## Task to carry out
Going from the top of the data below, give again each line through the one containing "### Why is this important to you?", both ends kept.

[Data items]
•••••

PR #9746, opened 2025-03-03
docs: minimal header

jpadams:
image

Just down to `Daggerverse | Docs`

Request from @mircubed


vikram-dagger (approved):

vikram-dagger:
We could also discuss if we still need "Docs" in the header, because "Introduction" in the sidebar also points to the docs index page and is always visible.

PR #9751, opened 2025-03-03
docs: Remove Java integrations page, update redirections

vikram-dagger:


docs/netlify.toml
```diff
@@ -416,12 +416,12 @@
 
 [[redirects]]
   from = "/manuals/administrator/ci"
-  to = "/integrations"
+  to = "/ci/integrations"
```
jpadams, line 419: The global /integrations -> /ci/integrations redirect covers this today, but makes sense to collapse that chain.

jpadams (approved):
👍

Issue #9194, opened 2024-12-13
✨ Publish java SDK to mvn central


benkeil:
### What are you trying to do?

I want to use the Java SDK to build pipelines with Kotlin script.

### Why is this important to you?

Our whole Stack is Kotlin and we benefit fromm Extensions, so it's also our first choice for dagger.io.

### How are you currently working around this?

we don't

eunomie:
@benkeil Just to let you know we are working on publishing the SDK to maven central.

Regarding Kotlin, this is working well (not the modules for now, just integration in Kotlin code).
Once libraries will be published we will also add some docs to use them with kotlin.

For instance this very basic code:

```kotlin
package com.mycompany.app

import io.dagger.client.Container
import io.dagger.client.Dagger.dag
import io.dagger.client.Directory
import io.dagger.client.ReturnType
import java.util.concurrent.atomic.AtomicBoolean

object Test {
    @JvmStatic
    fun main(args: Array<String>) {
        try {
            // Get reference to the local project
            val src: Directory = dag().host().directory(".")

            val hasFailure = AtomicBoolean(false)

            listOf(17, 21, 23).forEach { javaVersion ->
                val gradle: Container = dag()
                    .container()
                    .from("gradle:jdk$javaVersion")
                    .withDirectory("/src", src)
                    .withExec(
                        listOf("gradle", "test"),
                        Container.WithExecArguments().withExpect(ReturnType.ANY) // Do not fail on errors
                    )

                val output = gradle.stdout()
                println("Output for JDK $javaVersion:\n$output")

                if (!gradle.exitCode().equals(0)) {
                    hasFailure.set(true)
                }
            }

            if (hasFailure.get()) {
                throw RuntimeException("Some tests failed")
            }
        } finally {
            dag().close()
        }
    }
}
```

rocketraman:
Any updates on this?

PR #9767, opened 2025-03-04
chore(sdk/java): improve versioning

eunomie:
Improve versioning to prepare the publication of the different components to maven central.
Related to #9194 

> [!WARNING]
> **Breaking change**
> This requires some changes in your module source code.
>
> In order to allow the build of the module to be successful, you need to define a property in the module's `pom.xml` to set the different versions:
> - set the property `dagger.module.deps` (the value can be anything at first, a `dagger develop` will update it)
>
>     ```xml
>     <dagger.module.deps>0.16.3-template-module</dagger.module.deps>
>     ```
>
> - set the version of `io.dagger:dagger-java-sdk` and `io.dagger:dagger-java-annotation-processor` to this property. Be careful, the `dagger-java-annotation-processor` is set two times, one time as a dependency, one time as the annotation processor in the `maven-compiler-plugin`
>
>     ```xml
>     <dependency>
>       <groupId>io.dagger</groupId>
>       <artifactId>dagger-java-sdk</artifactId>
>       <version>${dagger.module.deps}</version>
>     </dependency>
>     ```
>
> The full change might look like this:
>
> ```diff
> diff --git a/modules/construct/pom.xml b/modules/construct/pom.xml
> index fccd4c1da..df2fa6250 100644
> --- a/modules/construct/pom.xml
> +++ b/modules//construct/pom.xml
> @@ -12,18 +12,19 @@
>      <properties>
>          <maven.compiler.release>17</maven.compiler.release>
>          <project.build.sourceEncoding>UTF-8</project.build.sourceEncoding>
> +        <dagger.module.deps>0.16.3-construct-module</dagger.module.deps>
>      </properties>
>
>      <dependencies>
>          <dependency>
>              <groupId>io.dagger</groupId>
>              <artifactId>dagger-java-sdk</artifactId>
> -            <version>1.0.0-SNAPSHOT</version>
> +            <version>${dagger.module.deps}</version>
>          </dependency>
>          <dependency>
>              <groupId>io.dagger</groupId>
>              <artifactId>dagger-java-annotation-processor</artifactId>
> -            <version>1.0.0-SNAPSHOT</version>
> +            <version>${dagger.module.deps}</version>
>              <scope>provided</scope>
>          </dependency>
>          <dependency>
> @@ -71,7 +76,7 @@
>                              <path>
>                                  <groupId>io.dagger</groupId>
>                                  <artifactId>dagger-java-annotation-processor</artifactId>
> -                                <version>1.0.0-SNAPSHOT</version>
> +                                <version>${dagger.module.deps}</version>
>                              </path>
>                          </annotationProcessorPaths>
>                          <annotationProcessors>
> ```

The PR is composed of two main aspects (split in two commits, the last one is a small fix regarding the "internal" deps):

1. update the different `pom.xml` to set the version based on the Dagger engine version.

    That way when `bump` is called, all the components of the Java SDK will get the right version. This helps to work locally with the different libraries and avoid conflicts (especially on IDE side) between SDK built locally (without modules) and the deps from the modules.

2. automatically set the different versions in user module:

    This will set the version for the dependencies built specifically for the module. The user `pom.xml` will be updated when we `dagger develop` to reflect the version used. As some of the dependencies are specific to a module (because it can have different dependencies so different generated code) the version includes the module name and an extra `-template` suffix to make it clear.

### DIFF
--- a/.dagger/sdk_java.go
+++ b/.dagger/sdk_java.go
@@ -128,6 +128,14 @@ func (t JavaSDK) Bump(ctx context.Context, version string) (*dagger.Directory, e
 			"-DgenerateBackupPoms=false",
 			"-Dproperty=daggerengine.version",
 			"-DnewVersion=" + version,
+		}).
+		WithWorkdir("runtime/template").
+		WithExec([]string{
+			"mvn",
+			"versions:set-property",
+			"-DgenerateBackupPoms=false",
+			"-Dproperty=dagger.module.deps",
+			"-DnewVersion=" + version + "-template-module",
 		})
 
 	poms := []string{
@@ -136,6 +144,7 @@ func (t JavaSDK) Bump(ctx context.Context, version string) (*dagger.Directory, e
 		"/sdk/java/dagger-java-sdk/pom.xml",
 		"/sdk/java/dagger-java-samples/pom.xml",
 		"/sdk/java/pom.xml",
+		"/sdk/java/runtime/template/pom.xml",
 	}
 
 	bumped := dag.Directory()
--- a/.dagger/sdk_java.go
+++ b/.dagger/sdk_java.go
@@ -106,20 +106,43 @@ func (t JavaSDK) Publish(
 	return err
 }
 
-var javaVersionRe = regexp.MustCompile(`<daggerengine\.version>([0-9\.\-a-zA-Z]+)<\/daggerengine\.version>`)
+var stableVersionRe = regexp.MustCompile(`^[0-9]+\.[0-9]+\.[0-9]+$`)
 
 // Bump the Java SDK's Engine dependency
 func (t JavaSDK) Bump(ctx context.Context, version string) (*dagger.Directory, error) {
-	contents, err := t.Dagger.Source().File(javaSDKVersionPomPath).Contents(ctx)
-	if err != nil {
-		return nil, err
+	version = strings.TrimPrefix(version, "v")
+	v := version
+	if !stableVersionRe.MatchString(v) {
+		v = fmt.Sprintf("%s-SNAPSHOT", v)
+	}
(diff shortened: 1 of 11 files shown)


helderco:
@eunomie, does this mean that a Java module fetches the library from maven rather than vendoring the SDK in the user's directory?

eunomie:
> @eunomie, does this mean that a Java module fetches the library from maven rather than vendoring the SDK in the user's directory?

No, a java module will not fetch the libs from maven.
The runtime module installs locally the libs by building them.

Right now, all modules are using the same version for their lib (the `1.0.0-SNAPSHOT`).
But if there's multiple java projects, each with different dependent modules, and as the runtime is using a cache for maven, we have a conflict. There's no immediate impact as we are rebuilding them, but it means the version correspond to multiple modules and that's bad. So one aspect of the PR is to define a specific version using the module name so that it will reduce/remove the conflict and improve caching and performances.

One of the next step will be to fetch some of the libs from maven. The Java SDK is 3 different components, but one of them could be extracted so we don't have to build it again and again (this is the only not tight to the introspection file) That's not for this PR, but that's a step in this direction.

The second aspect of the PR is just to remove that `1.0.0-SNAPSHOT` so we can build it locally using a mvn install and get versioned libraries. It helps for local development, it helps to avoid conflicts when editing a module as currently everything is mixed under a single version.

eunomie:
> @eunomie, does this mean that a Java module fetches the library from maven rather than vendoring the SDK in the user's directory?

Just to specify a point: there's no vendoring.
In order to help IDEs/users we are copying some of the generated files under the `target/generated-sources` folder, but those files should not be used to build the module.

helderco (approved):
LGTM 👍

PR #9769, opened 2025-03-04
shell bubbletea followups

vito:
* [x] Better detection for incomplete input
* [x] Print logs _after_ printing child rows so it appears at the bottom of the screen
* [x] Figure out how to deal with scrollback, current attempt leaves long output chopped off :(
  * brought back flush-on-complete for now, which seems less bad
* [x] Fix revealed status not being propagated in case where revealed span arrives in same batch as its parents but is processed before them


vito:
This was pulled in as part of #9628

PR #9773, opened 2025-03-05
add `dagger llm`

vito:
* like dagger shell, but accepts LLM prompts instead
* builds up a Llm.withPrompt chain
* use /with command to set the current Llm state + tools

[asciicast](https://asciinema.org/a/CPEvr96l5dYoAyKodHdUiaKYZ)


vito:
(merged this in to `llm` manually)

•••••

## Output below
PR #9746, opened 2025-03-03
docs: minimal header

jpadams:
image

Just down to `Daggerverse | Docs`

Request from @mircubed


vikram-dagger (approved):

vikram-dagger:
We could also discuss if we still need "Docs" in the header, because "Introduction" in the sidebar also points to the docs index page and is always visible.

PR #9751, opened 2025-03-03
docs: Remove Java integrations page, update redirections

vikram-dagger:


docs/netlify.toml
```diff
@@ -416,12 +416,12 @@
 
 [[redirects]]
   from = "/manuals/administrator/ci"
-  to = "/integrations"
+  to = "/ci/integrations"
```
jpadams, line 419: The global /integrations -> /ci/integrations redirect covers this today, but makes sense to collapse that chain.

jpadams (approved):
👍

Issue #9194, opened 2024-12-13
✨ Publish java SDK to mvn central


benkeil:
### What are you trying to do?

I want to use the Java SDK to build pipelines with Kotlin script.

### Why is this important to you?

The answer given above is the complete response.